On our fourth day, we entered territory for which we actually had a map but it did us little good as late in the afternoon we overestimated our progress and came to believe that we were within striking distance of our destination. This section of canyon country all starts to look the same after days on end, and misplacing yourself on one bend of the river can lead to absolute disorientation. Empowered and energized by our flawed knowledge, we pushed on well past sunset and into the night, always optimistic that Sand Wash was the next big drainage in the distance.

As we approached and then floated past one such drainage, we started to question our location. The photo of the ramp in our book showed nothing more that a wide dirt road leading straight into the river. The parking and camping areas are located above the ramp, out of sight from the river. The last drainage had what appeared to be a wide ramp-like area, but we’d disregarded it and continued on. Now it seemed we might have gone too far, overshooting our destination and missing our party despite all our best efforts.

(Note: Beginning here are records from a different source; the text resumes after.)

PR #4431, opened 2021-08-16
Fix #4420 registered users unable to change banned mail address

### LINKED ISSUE #4420: registered users unable to change banned mail address
When admin bans mail adresses that registered users are still currently using, and the Board Settings do not allow users to keep their already banned addresses, the forum forcibly redirects them to their User CP and demands a change of mail address.

https://github.com/mybb/mybb/blob/ea30022ca1f4745b9c133b8ff131f3b78f374f52/global.php#L1227-L1237

Unfortunately the same code prevents to actually finalize the email change, as the email change confirmation / activation mail (member.php action activate) is also forcibly redirected to the usercp.php mail change form.

https://github.com/mybb/mybb/blob/ea30022ca1f4745b9c133b8ff131f3b78f374f52/inc/languages/english/messages.lang.php#L369-L380

Since the activation link can not be followed the email change is never activated and users are stuck with their banned address.

It does not affect newly registered users still "Awaiting Activation" as their email change procedure seems to be different (old address is not retained).

Sama34:
Resolves #4420

### DIFF
--- a/global.php
+++ b/global.php
@@ -1226,7 +1226,10 @@ if($mybb->usergroup['canview'] != 1)
 // If they are, redirect them to change it
 if($mybb->user['uid'] && is_banned_email($mybb->user['email']) && $mybb->settings['emailkeep'] != 1)
 {
-	if(THIS_SCRIPT != 'usercp.php' || THIS_SCRIPT == 'usercp.php' && $mybb->get_input('action') != 'email' && $mybb->get_input('action') != 'do_email')
+	if(
+		!(THIS_SCRIPT == 'usercp.php' && in_array($mybb->get_input('action'), array('email', 'do_email'))) ||
+		!(THIS_SCRIPT == 'member.php' && $mybb->get_input('action') == 'activate')
+	)
 	{
 		redirect('usercp.php?action=email');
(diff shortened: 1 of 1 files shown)


global.php
```diff
@@ -1226,7 +1226,10 @@
 // If they are, redirect them to change it
 if($mybb->user['uid'] && is_banned_email($mybb->user['email']) && $mybb->settings['emailkeep'] != 1)
 {
-	if(THIS_SCRIPT != 'usercp.php' || THIS_SCRIPT == 'usercp.php' && $mybb->get_input('action') != 'email' && $mybb->get_input('action') != 'do_email')
+	if(
+		!(THIS_SCRIPT == 'usercp.php' && in_array($mybb->get_input('action'), array('email', 'do_email'))) ||
```
dvz:
```suggestion
		!(THIS_SCRIPT == 'usercp.php' && in_array($mybb->get_input('action'), array('email', 'do_email'))) &&
```

dvz (changes requested):
Currently causes a redirect loop

dvz (approved):

PR #4434, opened 2021-08-19
Fix input type for custom profile fields in ACP's Find Users

### LINKED ISSUE #4433: Custom profile field conditions ignored in ACP's Find Users
Regression from #4207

Thus the rowing upstream and silent retreat to bed.

In the morning, we assessed our situation anew and decided we were still just around the bend and upstream from Sand Wash, much to everyone’s relief. Flush with this new information, we treated ourselves to a leisurely breakfast of eggs to order, bacon and melon. It was only after we launched at around 11 a.m. and assessed our location from the river that we realized we were actually seven miles from the ramp.

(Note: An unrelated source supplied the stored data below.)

PR #4435, opened 2021-08-19
Fixes #3634 Empty folders - message count of unread instead of inbox

### LINKED ISSUE #3634: Empty folders - message count of unread instead of inbox
https://community.mybb.com/thread-222444.html

It was introduced in v1820 - affected lines of code https://github.com/mybb/mybb/blob/feature/private.php#L1592-L1603

Eldenroot:
Empty folders - message count of unread instead of inbox

Thanks for fix - @doylecc

Resolves #3634

### DIFF
--- a/private.php
+++ b/private.php
@@ -1598,7 +1598,7 @@ if($mybb->input['action'] == "empty")
 	$plugins->run_hooks("private_empty_start");
 
 	$foldersexploded = explode("$%%$", $mybb->user['pmfolders']);
-	$folderlist = $unread = '';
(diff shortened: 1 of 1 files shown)


Sama34:
The variable should be removed from outside the loop then.

Eldenroot:
@Sama34 - please review again.

Thank you @lairdshaw for another lesson :)

Eldenroot:
@dvz and others, please could you check? Quite simple change but resolves annoying bug :)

Well practiced at mindless rowing by this time, Josh and Mike put their backs into it and pushed us downstream until we finally arrived that the bend in the river we’d been waiting for. We could see the Missoula crew rigging Morgan’s cat boat long before we reached them.

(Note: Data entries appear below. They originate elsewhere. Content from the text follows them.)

PR #4438, opened 2021-08-28
Fix multiple thread moderation

### LINKED ISSUE #4437: Multiple thread moderation works only for one thread
Regression from PR #4170

When you try to approve, unapprove, restore or soft delete multiple threads (through the multiselect with checkboxes), only the first one in the list is moderated.

demtor:
Resolves #4437

### DIFF
--- a/inc/class_moderation.php
+++ b/inc/class_moderation.php
@@ -423,8 +423,8 @@ class Moderation
 			if($forum['usepostcounts'] != 0)
 			{
 				// On approving thread restore user post counts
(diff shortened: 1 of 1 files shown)


Sama34:
Seems about correc.

ghost:
> Seems about correc.

This is exactly what you said about #4170 but that clearly wasn’t the case, because it created this issue, so does it “seem” correct or did you test it for correctness I.e it fixing the issues that were introduced by the aforementioned PR.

We arrived at the ramp amid cat calls and hollers at 1:22 p.m., just one minute before Morgan’s prediction. They had their own tales of adventure down the windy, rocky road that leads to the put-in, and hadn’t rolled in until after 4 a.m. that morning. Even if we had reached Sand Wash the night before, they wouldn’t have been there.

After conferring with river ranger Jim Wright about the stretch ahead of us, our newly augmented floatilla of four men, two ladies, three boats and two dogs pulled out of Sand Wash and into the slightly increased current for six days of whitewater and revelry.